Collected data:
::::::::::

PR #2447, opened 2026-05-13
UX-1270 & UX-1271 - space editor bug, tooltip fixes, and doubled Sonner removal

SpicyPete:
* UX-1270
* Downgrade Monaco to 0.54.x as monaco-yaml only works until this version
* Can enter spaces again
* Can close the find widget
* Small adjustment to tooltip parsing so we don't render "|| || || ||" tooltips
* UX-1271
* Removing the second, unstyled Sonner provider, so we don't get doubled toasts


eblairmckee:
nit: a video demo would be lovely to show that it works now. you can use zoom clips or quicktime, or slack video. whatever floats your boat

frontend/src/components/pages/topics/Tab.Messages/editor.tsx
```diff
@@ -25,7 +25,7 @@ const options: editor.IStandaloneEditorConstructionOptions = {
 };
 
 async function tryTranspile(
-  tsWorkerClient: typescript.TypeScriptWorker,
+  tsWorkerClient: languages.typescript.TypeScriptWorker,
```
eblairmckee, line 28: gonna guess destructuring was a cause of one of the bugs?

frontend/src/components/misc/pipelines-yaml-editor.tsx
```diff
@@ -15,6 +15,9 @@ import { configureMonacoYaml, type MonacoYaml, type MonacoYamlOptions } from 'mo
 import { type ComponentType, lazy, Suspense, useCallback, useEffect, useState } from 'react';
 
 import benthosSchema from '../../assets/rp-connect-schema.json' with { type: 'json' };
+import { annotateAnyOfTitles } from '../ui/yaml/yaml-editor';
+
+annotateAnyOfTitles(benthosSchema);
```
eblairmckee, line 20: so this is a mutation before instantiation of the schema? iirc

frontend/src/config.ts
```diff
@@ -457,27 +457,50 @@ export const setup = memoizeOne((setupArgs: SetConfigArguments) => {
     currentSetupTeardown = installUiStateSubscriptions();
   }, 50);
 
-  // Set MonacoEnvironment synchronously before loader.init() to avoid race
-  // where the editor mounts before the worker URL resolver is available
+  // Use `new Worker(new URL(...))` so rsbuild bundles each as its own chunk
+  // (needed for monaco-yaml's CJS/ESM interop).
```
eblairmckee, line 461: nice!

eblairmckee (approved):

frontend/src/components/pages/topics/Tab.Messages/editor.tsx
SpicyPete: It was mainly from the 0.55 upgrade version which is incompatible with the YAML plugin, which added the `typescript.*` top level type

::::::::::

**HOW TO COMPLETE THIS TASK**
All of the records above need to be copied exactly.

**EXERCISE RESPONSE**
PR #2447, opened 2026-05-13
UX-1270 & UX-1271 - space editor bug, tooltip fixes, and doubled Sonner removal

SpicyPete:
* UX-1270
* Downgrade Monaco to 0.54.x as monaco-yaml only works until this version
* Can enter spaces again
* Can close the find widget
* Small adjustment to tooltip parsing so we don't render "|| || || ||" tooltips
* UX-1271
* Removing the second, unstyled Sonner provider, so we don't get doubled toasts


eblairmckee:
nit: a video demo would be lovely to show that it works now. you can use zoom clips or quicktime, or slack video. whatever floats your boat

frontend/src/components/pages/topics/Tab.Messages/editor.tsx
```diff
@@ -25,7 +25,7 @@ const options: editor.IStandaloneEditorConstructionOptions = {
 };
 
 async function tryTranspile(
-  tsWorkerClient: typescript.TypeScriptWorker,
+  tsWorkerClient: languages.typescript.TypeScriptWorker,
```
eblairmckee, line 28: gonna guess destructuring was a cause of one of the bugs?

frontend/src/components/misc/pipelines-yaml-editor.tsx
```diff
@@ -15,6 +15,9 @@ import { configureMonacoYaml, type MonacoYaml, type MonacoYamlOptions } from 'mo
 import { type ComponentType, lazy, Suspense, useCallback, useEffect, useState } from 'react';
 
 import benthosSchema from '../../assets/rp-connect-schema.json' with { type: 'json' };
+import { annotateAnyOfTitles } from '../ui/yaml/yaml-editor';
+
+annotateAnyOfTitles(benthosSchema);
```
eblairmckee, line 20: so this is a mutation before instantiation of the schema? iirc

frontend/src/config.ts
```diff
@@ -457,27 +457,50 @@ export const setup = memoizeOne((setupArgs: SetConfigArguments) => {
     currentSetupTeardown = installUiStateSubscriptions();
   }, 50);
 
-  // Set MonacoEnvironment synchronously before loader.init() to avoid race
-  // where the editor mounts before the worker URL resolver is available
+  // Use `new Worker(new URL(...))` so rsbuild bundles each as its own chunk
+  // (needed for monaco-yaml's CJS/ESM interop).
```
eblairmckee, line 461: nice!

eblairmckee (approved):

frontend/src/components/pages/topics/Tab.Messages/editor.tsx
SpicyPete: It was mainly from the 0.55 upgrade version which is incompatible with the YAML plugin, which added the `typescript.*` top level type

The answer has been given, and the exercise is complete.